Toward Butler's conjecture
Donghyun Kim, Seung Jin Lee, Jaeseong Oh
TL;DR
The paper advances Butler's conjecture by constructing a positive, combinatorial F-expansion for the Macdonald intersection polynomial $\mathrm{I}_{\lambda,\mu}[X;q,t]$ via a new column-exchange rule and Butler permutations, yielding a fundamental-quasisymmetric expansion with explicit statistics. It then leverages LLT theory to prove Schur positivity in targeted cases, deriving explicit Schur-coefficient formulas for neighboring Hook shapes and obtaining $q,t$-Kostka–style insights.

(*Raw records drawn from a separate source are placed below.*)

PR #180, opened 2023-11-15
Test linstor diskless resource

benjamreis:
Make sure a resource remains diskless upon VM lifecycle

New optional arg to VM.vdi_uuids(): sr_uuid to get
vdis on a specific SR

### DIFF
--- a/lib/basevm.py
+++ b/lib/basevm.py
@@ -27,12 +27,20 @@ class BaseVM:
     def name(self):
         return self.param_get('name-label')
 
-    def vdi_uuids(self):
+    def vdi_uuids(self, sr_uuid=None):
         output = self._disk_list()
         vdis = []
         for line in output.splitlines():
             vdis.append(line.split(',')[0])
-        return vdis
+
+        if sr_uuid is None:
+            return vdis
+
+        vdis_on_sr = []
+        for vdi in vdis:
+            if self.get_vdi_sr_uuid(vdi) == sr_uuid:
+                vdis_on_sr.append(vdi)
+        return vdis_on_sr
 
     def destroy_vdi(self, vdi_uuid):
         self.host.xe('vdi-destroy', {'uuid': vdi_uuid})
--- a/tests/storage/linstor/test_linstor_diskless_resources.py
+++ b/tests/storage/linstor/test_linstor_diskless_resources.py
@@ -1,0 +1,62 @@
+import pytest
+
+# Requirements:
+# From --hosts parameter:
+# - host(A1): first XCP-ng host >= 8.2 with an additional unused disk for the SR.
+# From --vm parameter
+# - A VM to import to the LINSTOR SR
+# And:
+# - access to XCP-ng RPM repository from hostA1
+
+def _get_diskful_hosts(host, controller_option, volume_name):
+    # Find host where volume is diskless
+    # | {volume_name} | {host} | 7017 | Unused | Ok    |   UpToDate | 2023-10-24 18:52:05 |
+    lines = host.ssh([
+        "linstor", controller_option, "resource", "list",
+        "|", "grep", volume_name, "|", "grep", "UpToDate"
+    ]).splitlines()
+    diskfuls = []
+    for line in lines:
+        hostname = line.split('|')[2].strip()
+        diskfuls += hostname
+    return diskfuls
+
+def _ensure_resource_remain_diskless(host, controller_option, volume_name, diskless):
+    diskfuls = _get_diskful_hosts(host, controller_option, volume_name)
+    for diskless_host in diskless:
+        assert diskless_host.param_get("name-label").lower() not in diskfuls
+
+class TestLinstorDisklessResource:
+    @pytest.mark.small_vm
+    def test_diskless_kept(self, host, linstor_sr, vm_on_linstor_sr):
+        vm = vm_on_linstor_sr
+        vdi_uuids = vm.vdi_uuids(sr_uuid=linstor_sr.uuid)
+        vdi_uuid = vdi_uuids[0]
+        assert vdi_uuid is not None
+
+        controller_option = "--controllers="
+        for member in host.pool.hosts:
+            controller_option += f"{member.hostname_or_ip},"
+
+        # Get volume name from VDI uuid
+        # "xcp/volume/{vdi_uuid}/volume-name": "{volume_name}"
+        output = host.ssh([
+            "linstor-kv-tool", "--dump-volumes", "-g", "xcp-sr-linstor_group_thin_device",
+            "|", "grep", "volume-name", "|", "grep", vdi_uuid
+        ])
+        volume_name = output.split(': ')[1].split('"')[1]
+
+        diskfuls = _get_diskful_hosts(host, controller_option, volume_name)
+        diskless = []
+        for member in host.pool.hosts:
+            if member.param_get("name-label").lower() not in diskfuls:
+                diskless += [member]
+        assert diskless
+
+        # Start VM on host with diskless resource
+        vm.start(on=diskless[0].uuid)
+        vm.wait_for_os_booted()
+        _ensure_resource_remain_diskless(host, controller_option, volume_name, diskless)
+
+        vm.shutdown(verify=True)
+        _ensure_resource_remain_diskless(host, controller_option, volume_name, diskless)


tests/storage/linstor/test_linstor_diskless_resources.py
```diff
@@ -0,0 +1,70 @@
...
+            "linstor-kv-tool", "--dump-volumes", "-u", "localhost", "-g",
+            "xcp-sr-linstor_group_thin_device", "|", "grep", "volume-name", "|",
+            "grep", f"{vdi_uuid}"
+        ])
+        volume_name = res.split(': ')[1].split('"')[1]
+
+        # Find host where volume is diskless
+        # ┊ {volume_name} ┊ {host} ┊ 7017 ┊ Unused ┊ Ok    ┊   Diskless ┊ 2023-10-24 18:52:05 ┊
+        res = host.ssh([
+            "linstor", "resource", "list", "|", "grep", f"{volume_name}",
```
stormi, line 35:
```suggestion
            "linstor", "resource", "list", "|", "grep", volume_name,
```

tests/storage/linstor/test_linstor_diskless_resources.py
```diff
@@ -0,0 +1,70 @@
...
+                vdi_uuid = v
+                break
+        assert vdi_uuid is not None
+
+        # Get volume name from VDI uuid
+        # "xcp/volume/{vdi_uuid}/volume-name": "{volume_name}"
+        res = host.ssh([
+            "linstor-kv-tool", "--dump-volumes", "-u", "localhost", "-g",
+            "xcp-sr-linstor_group_thin_device", "|", "grep", "volume-name", "|",
+            "grep", f"{vdi_uuid}"
```
stormi, line 28:
```suggestion
            "grep", vdi_uuid
```

tests/storage/linstor/test_linstor_diskless_resources.py
```diff
@@ -0,0 +1,70 @@
...
+        hostname = res.split('┊')[2].strip()
+
+        # Start VM on host with diskless resource
+        vm.start(on=hostname)
+        vm.wait_for_os_booted()
+
+        # Ensure resource remains diskless
+        res = host.ssh([
+            "linstor", "resource", "list", "|", "grep", f"{volume_name}",
+            "|", "grep", "Diskless", "|", "grep", f"{hostname}"
```
stormi, line 47:
```suggestion
            "linstor", "resource", "list", "|", "grep", volume_name,
            "|", "grep", "Diskless", "|", "grep", hostname
```

tests/storage/linstor/test_linstor_diskless_resources.py
```diff
@@ -0,0 +1,70 @@
...
+        ]).splitlines()
```
stormi, line 48: Why do you split the lines if all you need is testing for the string to be nonempty?

tests/storage/linstor/test_linstor_diskless_resources.py
```diff
@@ -0,0 +1,70 @@
...
+        assert len(res) > 0
+
+        vm.shutdown(verify=True)
+
+        # Ensure resource remains diskless
+        res = host.ssh([
+            "linstor", "resource", "list", "|", "grep", f"{volume_name}",
+            "|", "grep", "Diskless", "|", "grep", f"{hostname}"
```
stormi, line 56:
```suggestion
            "linstor", "resource", "list", "|", "grep", volume_name,
            "|", "grep", "Diskless", "|", "grep", hostname
```

tests/storage/linstor/test_linstor_diskless_resources.py
```diff
@@ -0,0 +1,70 @@
...
+        res = host.ssh([
+            "linstor-kv-tool", "--dump-volumes", "-u", "localhost", "-g",
+            "xcp-sr-linstor_group_thin_device", "|", "grep", "volume-name", "|",
+            "grep", f"{vdi_uuid}"
+        ])
+        volume_name = res.split(': ')[1].split('"')[1]
+
+        # Find host where volume is diskless
+        # ┊ {volume_name} ┊ {host} ┊ 7017 ┊ Unused ┊ Ok    ┊   Diskless ┊ 2023-10-24 18:52:05 ┊
+        res = host.ssh([
```
stormi, line 34: In other tests and methods, we mostly named `res` a SSHResult object. When the result is a string or a list, I think we should use other names. `output` is a good name for a string. `lines` may be a good name for a list of lines. This comment applies to the other occurrences of res in this file.

tests/storage/linstor/test_linstor_diskless_resources.py
```diff
@@ -0,0 +1,70 @@
...
+
+        # Start VM on host with diskless resource
+        vm.start(on=hostname)
+        vm.wait_for_os_booted()
+
+        # Ensure resource remains diskless
+        res = host.ssh([
+            "linstor", "resource", "list", "|", "grep", f"{volume_name}",
+            "|", "grep", "Diskless", "|", "grep", f"{hostname}"
+        ]).splitlines()
```
stormi, line 67: Same comment as above. I don't think the call to splitlines is necessary.

tests/storage/linstor/test_linstor_diskless_resources.py
```diff
@@ -0,0 +1,70 @@
...
+        assert len(res) > 0
+
+        vm.shutdown(verify=True)
```
stormi, line 70: I think this should be in a teardown function or in the teardown part of a fixture. Otherwise, any failure somewhere in the test may leave the VM running. I know it will be destroyed afterwards, but there's no guarantee that we don't need the VM for another test later (stopping on the first error is not mandatory to execute our tests, it's just the default behaviour).

tests/storage/linstor/test_linstor_diskless_resources.py
```diff
@@ -0,0 +1,70 @@
...
+    @pytest.mark.small_vm
+    def test_diskless_kept(self, host, linstor_sr, vm_on_linstor_sr):
+        vm = vm_on_linstor_sr
+        vdi_uuids = vm.vdi_uuids()
+        vdi_uuid = None
+        for v in vdi_uuids:
+            if vm.get_vdi_sr_uuid(v) == linstor_sr.uuid:
+                vdi_uuid = v
+                break
+        assert vdi_uuid is not None
```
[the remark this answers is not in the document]
benjamreis: What if the VM has vdi on other SR?

tests/storage/linstor/test_linstor_diskless_resources.py
benjamreis: Right, but this applies to a lot of our tests with a VM, all of them shut it down at the end no?

stormi: True. Not all of them, but many do indeed.

tests/storage/linstor/test_linstor_diskless_resources.py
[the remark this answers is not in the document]
stormi: My bad. I misread what `all_vdis_on_sr` does. I suggest instead to add an optional `sr_uuid` - or `sr` - parameter to `BaseVM.vdi_uuids()`

tests/storage/linstor/test_linstor_diskless_resources.py
```diff
@@ -0,0 +1,70 @@
...
+        ])
+        volume_name = output.split(': ')[1].split('"')[1]
+
+        # Find host where volume is diskless
+        # ┊ {volume_name} ┊ {host} ┊ 7017 ┊ Unused ┊ Ok    ┊   Diskless ┊ 2023-10-24 18:52:05 ┊
+        output = host.ssh([
+            "linstor", "resource", "list", "|", "grep", volume_name,
+            "|", "grep", "Diskless"
+        ]).splitlines()[0]
+        hostname = output.split('┊')[2].strip()
```
stormi, line 38: `output` is a good name of a string, but here I would name it `lines`, as suggested previously.

tests/storage/linstor/test_linstor_diskless_resources.py
```diff
@@ -0,0 +1,70 @@
...
+        output = host.ssh([
+            "linstor", "resource", "list", "|", "grep", volume_name,
+            "|", "grep", "Diskless", "|", "grep", hostname
+        ])
+        assert output != ""
+
+        vm.shutdown(verify=True)
+
+        # Ensure resource remains diskless
+        output = host.ssh([
```
stormi, line 54: `output` is not used here

tests/storage/linstor/test_linstor_diskless_resources.py
```diff
@@ -0,0 +1,78 @@
...
+        lines = host.ssh([
+            "linstor", controller_option, "resource", "list",
+            "|", "grep", volume_name, "|", "grep", "UpToDate"
+        ]).splitlines()
+        diskfulls = []
+        for line in lines:
+            hostname = line.split('|')[2].strip()
+            diskfulls += hostname
+
+        diskless = None
```
stormi, line 46: `diskfull_hosts` and `diskless_host` would make it clearer that these variables contain either lists of Host objects, or one Host object. This is just a suggestion.

tests/storage/linstor/test_linstor_diskless_resources.py
```diff
@@ -0,0 +1,78 @@
...
+        for h in host.pool.hosts:
+            if h.param_get("name-label").lower() not in diskfulls:
+                diskless = h
```
stormi, line 49: No `break`? There can be only one host where the volume is diskless? If so, should you get all such hosts and assert there's only one?

benjamreis:
needs to wait for https://github.com/xcp-ng/sm/pull/48

Nambrok (approved):

lib/basevm.py
```diff
@@ -26,12 +26,20 @@ def param_remove(self, param_name, key, accept_unknown_key=False):
...
         vdis = []
         for line in output.splitlines():
             vdis.append(line.split(',')[0])
-        return vdis
+
+        if sr_uuid is None:
+            return vdis
+
+        vdis_on_sr = []
+        for v in vdis:
```
Wescoeur, line 39: Why not `vdi` directly? Simple letters are not easy to grep in a script.

tests/storage/linstor/test_linstor_diskless_resources.py
```diff
@@ -0,0 +1,74 @@
...
+        ])
+        volume_name = output.split(': ')[1].split('"')[1]
+
+        # Find host where volume is diskless
+        # | {volume_name} | {host} | 7017 | Unused | Ok    |   UpToDate | 2023-10-24 18:52:05 |
+        lines = host.ssh([
+            "linstor", controller_option, "resource", "list",
+            "|", "grep", volume_name, "|", "grep", "UpToDate"
+        ]).splitlines()
+        diskfulls = []
```
Wescoeur, line 37: `s/diskfulls/diskfuls/`

tests/storage/linstor/test_linstor_diskless_resources.py
```diff
@@ -0,0 +1,74 @@
...
+class TestLinstorDisklessResource:
+    @pytest.mark.small_vm
+    def test_diskless_kept(self, host, linstor_sr, vm_on_linstor_sr):
+        vm = vm_on_linstor_sr
+        vdi_uuids = vm.vdi_uuids(sr_uuid=linstor_sr.uuid)
+        vdi_uuid = vdi_uuids[0]
+        assert vdi_uuid is not None
+
+        controller_option = "--controllers="
+        for h in host.pool.hosts:
```
Wescoeur, line 20: `host` instead?

tests/storage/linstor/test_linstor_diskless_resources.py
```diff
@@ -0,0 +1,74 @@
...
+
+        # Get volume name from VDI uuid
+        # "xcp/volume/{vdi_uuid}/volume-name": "{volume_name}"
+        output = host.ssh([
+            "linstor-kv-tool", "--dump-volumes", "-g", "xcp-sr-linstor_group_thin_device",
+            "|", "grep", "volume-name", "|", "grep", vdi_uuid
+        ])
+        volume_name = output.split(': ')[1].split('"')[1]
+
+        # Find host where volume is diskless
```
Wescoeur, line 31: We can have many diskless, so >= 1 host(s). We must probably use an array of diskless.

tests/storage/linstor/test_linstor_diskless_resources.py
```diff
@@ -0,0 +1,74 @@
...
+        # Ensure resource remains diskless
+        lines = host.ssh([
+            "linstor", controller_option, "resource", "list",
+            "|", "grep", volume_name, "|", "grep", "UpToDate"
+        ]).splitlines()
+        diskfulls = []
+        for line in lines:
+            hostname = line.split('|')[2].strip()
+            diskfulls += hostname
+        assert diskless.param_get("name-label").lower() not in diskfulls
```
Wescoeur, line 61: Use a for loop here on a diskless array. ;)

Wescoeur (changes requested):

benjamreis:
Comments addressed - Manual run succesful!

Wescoeur (approved):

The authors connect generalized modified Macdonald polynomials to LLT polynomials, show positivity under LLT equivalences, and provide a framework to pursue combinatorial formulas for $(q,t)$-Kostka polynomials, including Specializations at $t=1$ or $q=1$. Overall, the work blends filled-diagram generalizations, bijective proofs, and LLT machinery to push toward a complete combinatorial understanding of Butler’s conjecture and related Kostka polynomials.
Abstract
For a partition $ν$, let $λ,μ\subseteq ν$ be two distinct partitions such that $|ν/λ|=|ν/μ|=1$. Butler conjectured that the divided difference $\operatorname{I}_{λ,μ}[X;q,t]=(T_λ\widetilde{H}_μ[X;q,t]-T_μ\widetilde{H}_λ[X;q,t])/(T_λ-T_μ)$ of modified Macdonald polynomials of two partitions $λ$ and $μ$ is Schur positive. By introducing a new LLT equivalence called column exchange rule, we give a combinatorial formula for $\operatorname{I}_{λ,μ}[X;q,t]$, which is a positive monomial expansion. We also prove Butler's conjecture for some special cases.